All posts by Will (The Student Channel)

Founder, The Student Channel

Meet Nathan Ball



Nathan Ball is a 23-year-old, singer-songwriter from Cornwall. Nathan started writing songs at 14, but it was not until he was invited to support Alt-J, Frank Hamilton and Gabrielle Aplin whilst at University in Exeter that he realised his talent. Off the back of a successful summer with dates at Farr Festival and Beach Break, not to mention a sold-out showcase at The Star of Kings, Nathan has now set his sights on the bright lights of London. We recently showcased Nathan’s music video ‘Every Line’ on The Student Channel and wanted to find out more about the man behind the video!

TSC: Congratulations on being nominated for the YouTube awards, do you rate that?

Nathan: Cheers, yeah that’s pretty crazy!
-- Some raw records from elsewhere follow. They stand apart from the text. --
PR #64, opened 2020-05-14
fix(docs): Update protoc-gen-doc

ezimanyi:
This upgrade is not just because there's a new version, but actually fixes something that has been (slightly) annoying me whenever I look at the docs markdown. This latest version removes a lot of the extraneous whitespace so it's easier to read the docs as markdown.


maggieneterval (approved):
🚫 🏳️ 👩‍🚀 ❤️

I’m still kind of shocked by the whole thing. To be put alongside artists that I’ve looked up to for so many years is just nuts! I’m massively honoured. We’re still at the stage where things are seriously exciting, like whenever a new comment comes on a YouTube video, or we’re asked to play more gigs, so this one smashed it for me really!

TSC: How important do you think YouTube/social media is for artists these days?

N: Yeah massively. It’s an amazing platform for musicians to be on, and in terms of finding new music, things get shared so much now, it’s becoming a lot easier to stumble across new artists. Also in terms of publicising upcoming gigs and engaging with fans it’s a dream really. It’s a shame I’m so bad at using them though!

TSC: Your music has been described as ‘surf-tinged folk’, we love that analogy & think that should be a genre of its own! How much impact do you think a location has on your music?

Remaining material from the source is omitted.